I often hear and read that people will be or are resentful of public employees that have pensions. I guess I am a bit confused about this though. It seems that many people seem to think that this is tax dollar supported and my understanding is that it isn't. Or maybe I have a fundamental misunderstanding of the pension program which is certainly possible!

I personally work in the private sector, so my understanding of public pensions is limited. But my wife works for a public agency and will have 20 years in about 4 years and thus will be able to draw a partial pension and if she works for 30 years she can draw a full pension. As I recall at 20 years she gets like 30% of her best two years salary and even at 30 years she can only get like 60% of her best two years salary. Obviously thie pension is a part of our retirement plan and I would like to have a better understanding of how public pensions work.

But she has to pay a certain amount each month into her pension plan. She has no choice it is a mandatory requirement for employment, as I recall she automatically has 8% of her base salary drawn out for her contribution to the pension.
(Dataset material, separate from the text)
PR #740, opened 2019-03-30
TS 1: reorganize VarName and VarInfo and rename it to UntypedVarInfo

mohamed82008:
This is the first wave of the unwieldy type stability PR #660. The main point of this PR is to reorganize `VarInfo`, remove some unused fields and functions, and rename it to `UntypedVarInfo`. `VarName` is also modified to encode the symbol of the variable in the type as a type parameter. Feedback is welcome!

As I understand it that is the money that is invested and then paid out. I do know the city matches that amount but she only gets that contribution if she stays until retirement. Is it this city contribution that is the source of the resentment? I assume though that her pension monies come from her contribution and the city monies are there to keep the plan solvent based on actuary charts.

On top of that but totally separate she can also contribute voluntarily to a 401k type program (which she does). So right now she has this 8% automatically taken out and then she does the additional $22k that a 401k allows. So a hell of a lot of money gets taken out of her paycheck!

So is her pension unique? Don't most public pension programs require participation and payment by the employees? Or am I totally misunderstanding how the public pension program works?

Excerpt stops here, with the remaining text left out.